| EXERCISE INSTRUCTIONS |
Begin with the first line of the entries below and reproduce each line exactly, ending with the line that holds "PR #5418, opened 2019-12-16".

Stored items:
__________

PR #5409, opened 2019-12-13
Fix pluralisation rule not applied correctly for certain language

nanaya:
Monkeypatch fun :monkey:


nanaya:
Only other language with two components are chinese and those don't have variations for plural so it should be fine :dancer:

PR #5410, opened 2019-12-13
Add semi-transparent placeholder default colour

nanaya:


peppy:
Does this fix a specific issue?

PR #5418, opened 2019-12-16
Add tag for grouping to datadog request_time metric

### LINKED ISSUE #5391: Datadog key request_time has no prefix and too many tags
Needs grouping at very least, as discussed. Also it's very hard to find because it has no `osu.web.` prefix.

notbakaneko:
- add prefix to metrics
- add section name to tag for grouping

closes #5391


nanaya:
Probably should fix the action tag while at it (removing controller namespace prefix, [converting to snake_case_controller:action_name because tag limitation](https://docs.datadoghq.com/tagging/)).

PR #5450, opened 2019-12-23
Stop reporting OperationTimeoutException to Sentry

notbakaneko:
The change to use `cache_remember_mutexed` caused the previous exception silencing behaviour to regress since `cache_remember_mutexed` catches and reports all exceptions. The side-effect ended up being the code it's calling can't handle the exception anymore


app/helpers.php
```diff
@@ -95,8 +95,15 @@ function cache_remember_mutexed(string $key, $seconds, $default, callable $callb
 
                 cache()->put($fullKey, $data, max($oneMonthInSeconds, $seconds * 10));
             } catch (Exception $e) {
-                // Log and continue with data from the first ::get.
-                log_error($e);
+                $handled = false;
```
nanaya: $handled = $exceptionHandler !== null && $exceptionHandler($e);

PR #5471, opened 2019-12-26
Proxy BBCode [audio]

### LINKED ISSUE #5470: BBCode [audio] sources aren't proxied
are they supposed to be? seems weird that img does this but audio doesn't

notbakaneko:
assumes a version of camo that can supports proxying audio like go-camo

- [x] make sure `--allow-content-audio` is enabled
- [x] also requires go-camo >= 2.1.0

closes #5470


peppy:
✅  go-camo is now 2.1.4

__________

| ANSWER BOX |
PR #5409, opened 2019-12-13
Fix pluralisation rule not applied correctly for certain language

nanaya:
Monkeypatch fun :monkey:


nanaya:
Only other language with two components are chinese and those don't have variations for plural so it should be fine :dancer:

PR #5410, opened 2019-12-13
Add semi-transparent placeholder default colour

nanaya:


peppy:
Does this fix a specific issue?

PR #5418, opened 2019-12-16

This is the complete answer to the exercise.